My apologies, Dekes, you had called them two of the best players in the world, and then I thought you had called them generational, but it was me. However, when I had replied to your post, I wanted to know where you would rank them in terms of being two of the best in the world, and how their previous contracts compared to other similar players‘ contracts at that time. I believe you will see quite a difference.

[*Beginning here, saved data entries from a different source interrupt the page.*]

PR #8850, opened 2023-10-30
Tap filter v1.16.x

ashishb-solo:
# Description

Implement the tap filter API changes. Incorporates our discussion from the API design review from 2023-10-24

Corresponding `solo-projects` updates can be found in this pull request: https://github.com/solo-io/solo-projects/pull/5442

## API changes
- Add tap object to Settings and Gateway

## Code changes
- None

## CI changes
- None

## Docs changes
- See .protos
- Guide on Tap filter implementation outside the scope of this pull request

# Context

Users would like to have a tap filter

## Interesting decisions
 
See meeting notes from tap filter API discussion

## Testing steps

I manually verified behavior by testing the tap filter

## Notes for reviewers

# Checklist:


changelog/v1.16.0-beta19/tap-filter-proto.yaml
```diff
@@ -0,0 +1,6 @@
+changelog:
```
jenshu, line 1: can you add the go-control-plane-fork dep bump too?

go.mod
```diff
@@ -11,9 +11,9 @@ require (
 	github.com/avast/retry-go v2.4.3+incompatible
 	github.com/aws/aws-sdk-go v1.34.9
 	github.com/census-instrumentation/opencensus-proto v0.4.1
-	github.com/cncf/xds/go v0.0.0-20230428030218-4003588d1b74
+	github.com/cncf/xds/go v0.0.0-20230607035331-e9ce68804cb4
 	github.com/cratonica/2goarray v0.0.0-20190331194516-514510793eaa
-	github.com/envoyproxy/go-control-plane v0.11.1
+	github.com/envoyproxy/go-control-plane v0.11.2-0.20230819171109-107d4056d823
```
jenshu, line 16: is this needed? since are pinning to the fork

go.mod
```diff
@@ -70,8 +70,8 @@ require (
 	golang.org/x/sync v0.3.0
 	golang.org/x/tools v0.9.1
 	google.golang.org/genproto v0.0.0-20230526203410-71b5a4ffd15e // indirect
-	google.golang.org/grpc v1.55.0
-	google.golang.org/protobuf v1.30.0
+	google.golang.org/grpc v1.57.0
+	google.golang.org/protobuf v1.31.0
```
jenshu, line 74: are these needed in this PR? (they seem to have caused a lot of files to change)

projects/gloo/api/v1/enterprise/options/tap/tap.proto
```diff
@@ -0,0 +1,43 @@
...
+package tap.options.gloo.solo.io;
+
+option go_package = "github.com/solo-io/gloo/projects/gloo/pkg/api/v1/options/tap";
+
+// import "github.com/solo-io/gloo/projects/gloo/api/external/envoy/config/core/v3/grpc_service.proto";
+import "github.com/solo-io/solo-kit/api/v1/ref.proto";
+import "validate/validate.proto";
+import "google/protobuf/duration.proto";
+
+message Tap {
```
jenshu, line 12: can you add a top level summary of what Tap is used for?

changelog/v1.16.0-beta19/tap-filter-proto.yaml
```diff
@@ -0,0 +1,6 @@
...
+- type: NEW_FEATURE
```
sam-heilbron, line 2: For Enterprise features, I tend to mark the changelog type as NON_USER_FACING in the oss repo, and then NEW_FEATURE when we introduce the actual implementation.

go.mod
```diff
@@ -70,8 +70,8 @@ require (
 	golang.org/x/sync v0.3.0
 	golang.org/x/tools v0.9.1
 	google.golang.org/genproto v0.0.0-20230526203410-71b5a4ffd15e // indirect
-	google.golang.org/grpc v1.55.0
-	google.golang.org/protobuf v1.30.0
+	google.golang.org/grpc v1.57.0
```
sam-heilbron, line 73: There are a lot of dependency updates, and as a developer/reviewer it's challenging to understand which are required. Can you ensure that relevant libraries are reflected in hte changelog update, and that any notable upgrades are called out in the PR body so reviewers understand why they are required?

As an aside, when there are many depdency updates, which impact code generation, it can be hepful to split the PR into 2: one two upgrade deps, the other to introduce the API.

projects/gloo/api/external/envoy/config/tap/output_sink/v3/grpc_output_sink.proto
```diff
@@ -0,0 +1,22 @@
...
+
+import "validate/validate.proto";
+import "github.com/solo-io/gloo/projects/gloo/api/external/envoy/config/core/v3/grpc_service.proto";
+
+// [#protodoc-title: GRPC Output Sink]
+// An output sink for the TAP filter that writes to a GRPC socket
+// [#extension: envoy.tap.sinks.solo.grpc_output_sink]
+
+// GRPC output sink definition
+message GrpcOutputSink {
```
sam-heilbron, line 18: Why do we have an output sink wrap a grpc service? Can you help me understand what other types we expect to live on this output sink object?

projects/gloo/api/v1/options.proto
```diff
@@ -216,6 +217,9 @@ message HttpListenerOptions {
     // Router is an extension of the envoy http filters
     // Maps to https://www.envoyproxy.io/docs/envoy/latest/api-v3/extensions/filters/http/router/v3/router.proto
     Router router = 18;
+
+    // Tap filter settings
```
jenshu, line 221: is it possible to have tap globally enabled (via the field in settings.proto) but disable it for a certain listener?
e.g. see [extproc listener settings](https://github.com/solo-io/gloo/blob/196ba6c24b48cacb413b07483a5db4d92d4aba02/projects/gloo/api/v1/options.proto#L148-L157)

sam-heilbron, line 221: I imagine this is an Enterprise-only piece of configuration, correct? If so, I think we should reflect that this comment.

Is this API subject to change? Is it worth marking this as an experimental or alpha API so that if it has to change in the near future we can break it?

projects/gloo/api/v1/settings.proto
```diff
@@ -551,6 +552,9 @@ message Settings {
     // defaults globally, and can be overridden by HttpListenerOptions, VirtualHostOptions,
     // or RouteOptions.
     extproc.options.gloo.solo.io.Settings ext_proc = 39;
+
+    // Enterprise-only: Tap filter settings.
```
sam-heilbron, line 556: We have an enterprise_warning plugin (https://github.com/solo-io/gloo/blob/main/projects/gloo/pkg/plugins/enterprise_warning/plugin.go) whose job is to perform minimal warnings when open source users attempt to configure enterrpsie only APIs. If we're adding an enterprise-only API, can we add the subsequent warning to this plugin?

sam-heilbron (commented):
Looking good! Mostly minor comments. Can you link the Enterprise equivalent code so that we can validate this end to end before merging this API?

projects/gloo/api/v1/options.proto
```diff
@@ -216,6 +217,9 @@ message HttpListenerOptions {
...
+    tap.options.gloo.solo.io.Tap tap = 34;
```
jenshu, line 222: would be good to add a sentence that this overrides the global tap settings

changelog/v1.16.0-beta19/tap-filter-proto.yaml
ashishb-solo: added that in this commit: 2cea1929568668a5ae03aa2c42f1f18ac6d978eb

go.mod
ashishb-solo: reverted this change here: 1fbe1b85aa642012dfe9bab92f925fab95ccfa1b

projects/gloo/api/v1/enterprise/options/tap/tap.proto
ashishb-solo: added this here: 8fda510658827f9ef792bfdfe2b7d971c62e3660

changelog/v1.16.0-beta19/tap-filter-proto.yaml
ashishb-solo: changed the changelog type to NON_USER_FACING in this commit: 2cea1929568668a5ae03aa2c42f1f18ac6d978eb

projects/gloo/api/v1/options.proto
ashishb-solo: this is very tricky and going to be a hard one to figure out. it has already been suggested that we may want to support multiple tap filters at some point in the future. figuring out the interplay between that in addition to settings/gateway overrides will be something we might need to have a larger discussion over.

since this is an experimental api for now, i would suggest that we put it into the milestone as one to come back to later

projects/gloo/api/v1/settings.proto
ashishb-solo: added support for that here: cad5a52098bcd3cec324720dae03aa58b36982ac

projects/gloo/api/v1/options.proto
ashishb-solo: added that here: 0dd33ff0a74ba9b715a7a71b95044607dcaf703f

projects/gloo/api/v1/options.proto
ashishb-solo: This commit should cover that: 0dd33ff0a74ba9b715a7a71b95044607dcaf703f

Let me know if you had something else in mind regarding the labeling of experimental/alpha status

projects/gloo/api/v1/enterprise/options/tap/tap.proto
```diff
@@ -0,0 +1,43 @@
...
+
+    // Write tap data out to a HTTP service
+    HttpService http_service = 2;
+  }
+}
+
+// A tap sink over a GRPC service
+message GrpcService {
+  // Upstream reference to the tap server
+  core.solo.io.ResourceRef tap_server = 1 [(validate.rules).message = {required: true}];
```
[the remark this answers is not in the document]
ashishb-solo: we're not using any of them right now in the enterprise plugin, so i would be inclined not to do so for now, especially considering that the supported featureset is not yet finalised and the api is still experimental.

are there any particular fields from here that you think are necessary to have implemented up front? happy to consider adding them if you think so... if you could drop a comment on [this issue](https://github.com/solo-io/solo-projects/issues/5314) for fields that you think should be added, i think that might be the best way to handle this for now. does this sound reasonable?

go.mod
ashishb-solo: my apologies for this. i think the extproc bump pulled in some dependency changes that might have triggered the massive list of changes. i tried reverting them (https://github.com/solo-io/gloo/pull/8850/commits/1a8ff9372bdd901092ff9839a1117cf1ccbfdeee) but codegen re-reverted them! so they appear to be necessary.

> As an aside, when there are many depdency updates, which impact code generation, it can be hepful to split the PR into 2: one two upgrade deps, the other to introduce the API.

i'll keep this in mind in the future though. when i have some time, i'll try to write a comprehensive list of files that require review and which ones can be ignored.

projects/gloo/api/v1/options.proto
ashishb-solo: this is the rudimentary approach we're using for now: https://github.com/solo-io/solo-projects/pull/5442/files#diff-ae6a076fec6047261050c2d715da624fe914e210aea6dc70e422d88feefcd766R117

would love if you have feedback on this, since this will hopefully be up for review tomorrow :-P

go.mod
ashishb-solo: as mentioned [here](https://github.com/solo-io/gloo/pull/8850/files/1a5d7e8dba215a97ae5737b6114190dd4849e8e8#r1376769532), i tried to avoid these changes, but they seem necessary. I think they might be transient dependencies from go-control-plane that were pulled in when we updated our definitions to incorporate tap filter support from upstream envoy

projects/gloo/api/external/envoy/config/tap/output_sink/v3/grpc_output_sink.proto
ashishb-solo: i think i might be misunderstanding what you're asking here... our objective is to achieve the following envoy configuration:

```
                          sinks:
                            - format: PROTO_TEXT
                              # file_per_tap:
                              #   path_prefix: /dev/shm/taps/taps
                              custom_sink:
                                name: custom_sink
                                typed_config:
                                  "@type": type.googleapis.com/envoy.config.tap.output_sink.v3.GrpcOutputSink
                                  grpc_service:
                                    envoy_grpc:
                                      cluster_name: tap_server
```

in order to do so, we need to instantiate an object in envoy that implements [this interface](https://github.com/envoyproxy/envoy/pull/28808/files#diff-eba1e4dfe999e97fde97408f49d81f77a83abed97c3d59d46263a177ec4ab131R86-R97). for this reason, we can't use a grpc_service directly and have to use an object that wraps it.

does this answer your question? happy to talk further, because i'm not 100% sure i understand where you're coming from here

ashishb-solo: so i think tl;dr: we need to wrap it in order to instantiate an object that satisfies the linked envoy interface. i think that might be the answer to your question....

go.mod
ashishb-solo: After pulling in master, the only updates now are this:

```
ashish@localhost ~/go/src/github.com/solo-io/gloo $ git diff origin/main... go.mod 
diff --git a/go.mod b/go.mod
index 01115b5ce..2913bc5e0 100644
--- a/go.mod
+++ b/go.mod
@@ -275,7 +275,7 @@ require (
        github.com/xlab/treeprint v1.1.0 // indirect
        github.com/yuin/goldmark v1.4.13 // indirect
        go.mongodb.org/mongo-driver v1.1.2 // indirect
-       go.opentelemetry.io/proto/otlp v0.19.0 // indirect
+       go.opentelemetry.io/proto/otlp v1.0.0 // indirect
        go.starlark.net v0.0.0-20200306205701-8dd3e2ee1dd5 // indirect
        go.uber.org/atomic v1.9.0 // indirect
        golang.org/x/lint v0.0.0-20210508222113-6edffad5e616 // indirect
@@ -326,7 +326,7 @@ replace (
        github.com/dgrijalva/jwt-go => github.com/form3tech-oss/jwt-go v0.0.0-20210511163231-5b2d2b5f6c34
        github.com/docker/docker => github.com/moby/moby v24.0.4+incompatible
        // Remove once we get to a version with extproc changes in upstream envoy 1.28
-       github.com/envoyproxy/go-control-plane => github.com/solo-io/go-control-plane-fork-v2 v0.0.0-20230902211618-ada8201b381c
+       github.com/envoyproxy/go-control-plane => github.com/solo-io/go-control-plane-fork-v2 v0.0.0-20231026174848-be784d54c527
 
        // Newer versions result in changes to the names of generated metrics
        // remove this when we fix https://github.com/solo-io/solo-kit/issues/516
```

so i think this issue is resolved. thanks for pointing this out, there were a lot of dependency updates that shouldn't have been in there

projects/gloo/pkg/defaults/port.go
```diff
@@ -17,6 +17,8 @@ var GlooValidationPort = 9988
 var GlooMtlsModeRestXdsPort = 9998
 var GlooMtlsModeXdsPort = 9999
 var DefaultRefreshRate = time.Minute
+var TapServerHttpPort uint16 = 9001
+var TapServerGrpcPort uint16 = 9002
```
jenshu, line 21: if these are only used for testing, i don't think we need to expose them here

projects/gloo/api/v1/enterprise/options/tap/tap.proto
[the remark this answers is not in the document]
jenshu: if we're not using any other fields then this is fine for now. it's easier to add new fields later than to remove them

projects/gloo/api/v1/enterprise/options/tap/tap.proto
```diff
@@ -0,0 +1,47 @@
+syntax = "proto3";
+
+package tap.options.gloo.solo.io;
+
+option go_package = "github.com/solo-io/gloo/projects/gloo/pkg/api/v1/options/tap";
+
+// import "github.com/solo-io/gloo/projects/gloo/api/external/envoy/config/core/v3/grpc_service.proto";
```
jenshu, line 7: can remove if unused

projects/gloo/pkg/defaults/port.go
ashishb-solo: my understanding of how we expose ports is that we want to have them all defined in one place so that we don't have conflicts. is that not the case? i did notice that we don't have ports for other services like redis, extauth, etc. so perhaps i was mistaken....

projects/gloo/api/external/envoy/config/tap/output_sink/v3/grpc_output_sink.proto
sam-heilbron: I see, so this API is not actually user-facing. This is the custom data-plane API. Can you help me understand why we need to define it in this repo and not import the proto from the repo where the API is defined?

projects/gloo/api/v1/options.proto
```diff
@@ -216,6 +217,9 @@ message HttpListenerOptions {
     // Router is an extension of the envoy http filters
     // Maps to https://www.envoyproxy.io/docs/envoy/latest/api-v3/extensions/filters/http/router/v3/router.proto
     Router router = 18;
+
+    // Enterprise only: Tap filter settings (experimental). Overrides global tap options configured via settings
```
sam-heilbron, line 221: nit: Overriding configuration can sometimes be confusing to customers. Does override mean we perform a shallow merge and we override each top level field? Or does overriding mean that if any config is defined we respect that entirely?

projects/gloo/api/external/envoy/config/tap/output_sink/v3/http_output_sink.proto
```diff
@@ -0,0 +1,22 @@
...
+
+option java_package = "io.envoyproxy.envoy.config.output_sink.tap.v3";
+option java_outer_classname = "HttpOutputSinkProto";
+option java_multiple_files = true;
+option go_package = "github.com/solo-io/gloo/projects/gloo/pkg/api/config/tap/output_sink/v3";
+
+import "validate/validate.proto";
+import "github.com/solo-io/gloo/projects/gloo/api/external/envoy/config/core/v3/http_uri.proto";
+
+// [#protodoc-title: HTTP Output Sink]
```
sam-heilbron, line 13: Similar to the other comment about the grpc output sync, I think it's always been confusing (to me and other devs) why this API is required in our open source control plane api definitions. Could we add a simple readme to the `/api/external/envoy` package that outlines how to structure these APIs and why they're required?

nfuden: Id rather if we updated the existing one but yes it should be discoverable

projects/gloo/api/v1/options.proto
nfuden: Its a great point. I almost lean to the statement that its user error to configure both settings level and gateway level but would suspect that if we dont error out on it then it likely should be a merge?

projects/gloo/pkg/defaults/port.go
nfuden: Yeah I think this should be user defined and we shouldnt be in the business of managing their tap server ports as a variable here.

projects/gloo/pkg/plugins/enterprise_warning/plugin.go
```diff
@@ -236,6 +241,11 @@ func isSanitizeClusterHeaderConfiguredOnListener(in *v1.HttpListener) bool {
 	return in.GetOptions().GetSanitizeClusterHeader() != nil
 }
 
+// tap
+func isTapConfiguredOnListener(in *v1.HttpListener) bool {
+	return in.GetOptions().GetTap() != nil
```
nfuden, line 246: Does this also catch settings level setting of tap?

projects/gloo/api/v1/options.proto
jenshu: currently the Tap settings consist of just one top-level array of size 1, so likely overwrite is the only thing that makes sense. but if we add more top-level fields in the future then we should define what kind of merge (or overwrite) it does

projects/gloo/pkg/defaults/port.go
ashishb-solo: Ah okay. I have no idea why, but I thought this file was only being used for tests.

Removing the ports here in 4c766058446348336573ccb4e7c4976d07872a6f

projects/gloo/pkg/plugins/enterprise_warning/plugin.go
ashishb-solo: no, it does not. but i don't actually see any settings-level checks in that file... i see virtual services, routes, upstreams and http filters (ie. listeners), i don't see settings in there

projects/gloo/api/v1/enterprise/options/tap/tap.proto
ashishb-solo: i thought i had already addressed this. will push a fix for this soon

ashishb-solo: Removed in this commit: https://github.com/solo-io/gloo/pull/8850/commits/aec6d35b40e4140f73a8236582055b2ab32432c3

projects/gloo/api/external/envoy/config/tap/output_sink/v3/http_output_sink.proto
ashishb-solo: It seems that we already have a README for this? https://github.com/solo-io/gloo/tree/main/projects/gloo/api/external/envoy

projects/gloo/pkg/plugins/enterprise_warning/plugin.go
ashishb-solo: since we removed the option from settings, we don't need to do this any longer

projects/gloo/api/v1/options.proto
ashishb-solo: we are holding off on exposing tap via settings for now and only exposing it via the gateway/listener. we will make a decision later as to how we override behaviours from settings to gateway

projects/gloo/api/v1/options.proto
jenshu, line 221: `Overrides global tap options configured via settings` this sentence should be removed now that we removed the global settings

ashishb-solo: nice catch! i removed that here: https://github.com/solo-io/gloo/pull/8850/commits/e10c4febb5d48f2c4e4992cd52ee547eac3ad652

ashishb-solo: we removed tap from global settings for now until we can make a decision on this: https://github.com/solo-io/gloo/pull/8850/commits/c0da9347c2590c00db44294b02a9e78f3cdea934

projects/gloo/api/external/envoy/config/tap/output_sink/v3/http_output_sink.proto
ashishb-solo: and more here: https://github.com/solo-io/gloo/pull/8850/commits/117a1960fe81c8c4734c11aa6ed4df9319c01f6a

nfuden (approved):

jenshu (approved):

nfuden (approved):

Matthews and Marner had the 5th and 6th best periods leading up to their post-ELC signing in cap era history. They received the 6th and 10th highest value post-ELC contracts, term considered. There was nothing abnormal about the contracts they got, and while them being so good so young and providing so much surplus value on their ELCs may have limited their surplus potential on their 2nd contracts relative to some others who broke out post-signing, they continue to be among the best players in the league, and outperform their contracts relative to the average value of cap space.
You keep blaming their inability to win in the playoffs on the pandemic. Did not every team have to deal with the pandemic? Why did it only have such a damaging effect on the Leafs?
I'm not blaming our lack of playoff success on the pandemic, but it was something that significantly affected us, and it does nobody any good to ignore it. The pandemic affected everybody, but it affected everybody very differently, depending on their unique situation and phase of competitiveness. Being a competitive cap team with a fairly depleted internal pool that had just had the majority of their core come due for new contracts directly prior to the pandemic meant that we were among the teams most negatively impacted. But the bigger point is that the pandemic that hadn't happened yet was obviously not a consideration in the path chosen at the time.
Of course, as I previously mentioned, some team will eventually win while paying three forwards at least $10 million, when the cap rises accordingly. And when that happens, you can be sure the defence will also be paid more.
You don't know that. If they have 6 Makars on ELCs, does that mean their defense sucks? Evaluating aspects of a team strictly by cap allocation is inaccurate. The point is that you can't declare that you can't win a cup with X, just because it hasn't happened yet. There is no formula to winning a cup. You can win with all sorts of different configurations. I'm sure before Vegas won, you would have said that maybe a team with a 10m center will win sometime, but you can be sure that their starting goalie will make more than 2.2m.
Every season, not just one or two, they underachieved in the playoffs either due to their lack of killer instinct, no clutch scoring, not enough secondary scoring, lack of scoring from our backend, amongst other things.
That's just multiple different ways of saying the same thing, and it's also not true. We've had a variety of different expectations over the years, and we've lost for a variety of different reasons. And the reasons you're pointing to aren't really about what you're attributing the cause to.
Will management feel they will need another #1/2 center to pay at least $11 million to once JT’s contract expires? I mean, they, as well as you and others on here, thought that was something that needed to be done before, so I’m assuming they will again.
Our team situations and options during these moments 7 years apart wouldn't be the same, so I'm not sure why you'd be expecting identical pathways.
Also, if Matthews and Marner continue to take up as much of the cap space as they have been doing, it won’t matter how much the cap goes up. You say that they “deserved” the contracts they got last time, when what actually happened is they got the contracts that “they” thought they deserved. Big difference! Did Crosby or MacKinnon always get what they “deserved”, just to name a few?
Of course it matters how much the cap goes up. That literally decides the percentage of the cap Matthews and Marner take up, and available space. What actually happened last time is that Matthews and Marner got contracts that were less than they deserved (like pretty much all top tier players), but contracts that they factually deserved relative to how other top tier players get paid in this league.
Discounts on normal contract valuation are extremely rare. Crosby is one of the rare outliers who took less than he deserved due to a weird fascination with the number 87, a career threatening injury, and the ability to use a now illegal contract term to lock in guaranteed money with that uncertainty moving forward. That's not a reasonable thing to demand out of your players. If we're saying that Mackinnon's contract is a discount, then you should have no issue with the contracts our players are going to sign, because it's looking like they'll be consistent with his contract.